McBrien: Our biggest success is also probably one our largest challenges. We turned over how we deliver parts from Honda Motor in Japan. We’re now doing a distribution network here and letting Japan do a consolidation from multiple plants to get better efficiency. It may sound like an infancy stage step, but it is a huge leap for us. We took 35 years of how we did business [in North America] and started doing it a different way.
It was difficult. If you can imagine trying to initiate a consolidation from Japan and then distributing parts to seven facilities and having all the trains come in out of schedule because of the winter weather, it made it very challenging. However, it is now becoming more of our global standard and we are trying to initiate that from region to region within the Honda network.
…on supply chain distance
Belanger: The relentless pursuit of efficiency doesn’t just apply to logistics, but the whole business. Economies of scale help to deliver efficiencies. As long as you can deliver on time etc., whether the supplier is far away or nearby, that’s ok. While it may not be perfect, but it’s ok for that particular set of commodities.
Cook: We track distance for all our assembly plants. Some commodities are evolving at a very economical rate from a purchasing perspective and tend to stay in certain regions, which has a knock-on effect in the supply chain.
…on giving estimated times of arrivals (ETA) to customers
Belanger: We face challenges regarding the level of accuracy, and how integrated logistics is with the sales process. We have to understand what generates customer satisfaction and we must stop dissatisfaction. We also have to understand if there is revenue in delivering vehicles to the day the customer was initially told. What is the point of promise? Will the customer pay a premium for it, or not?
We can give a very accurate ETA once the vehicle boards the conveyance in the market that it is going to sell, but not necessarily conveyance from port of exit if it’s an import. It depends on how you align your business, and what it is in terms of customer satisfaction. In the old days you always sold to the lot, but the game is changing now.
Cook: We track ETAs and how accurate we are in meeting in them as part of the metrics we have. It has been a challenge this year but we are getting back on track.
Belanger: There is potential for disruptive activity to take place. There is a lot of invested interest in logistics, including port, roads, rail, etc. There will be a lot of invested capital, so where do we get innovation around that? I’d like to try to get to an agile and flexible network capability, so as you get the signals about your [production] build, you can change the routing or change the cube utilisation without impacting the network delivery capability. That to me would be a leap over what we are doing today in terms of efficiency. That is real-time adjustment of the network and ties back into the order-to-delivery picture to make sure that we really give the customer what he wants. It is an agile network that is tied to a very fast dissemination of information.
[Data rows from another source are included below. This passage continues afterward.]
PR #9462, opened 2023-01-06
Added PadV2 to raw_ops

KareemMAX:
Closes https://github.com/unifyai/ivy/issues/9394
Please that this PR is based on https://github.com/unifyai/ivy/pull/9461 as they have common functionality


ivy/functional/backends/torch/manipulation.py
```diff
@@ -255,6 +255,7 @@ def tile(
     return x.repeat(repeats)
```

McBrien: It’s really hard to predict based on the fast ramp-up of our industry, but one prediction I would stand by is that logistics will look different from today and won’t be a one-size fits all solution. We have to find different modes, and continue to reinvent ourselves over and over again.
Cook: There will be a standardisation of processes - we’re on that path. Look at how easy it is to get information compared to five years ago. Visibility and information are that much quicker. We will have better tools to sort out what’s hot and what’s not. We also need to continue to bring out talent, and remember that folks will have grown up with the latest technology. They have grown up with phones attached to their fingers and it will be second nature to them.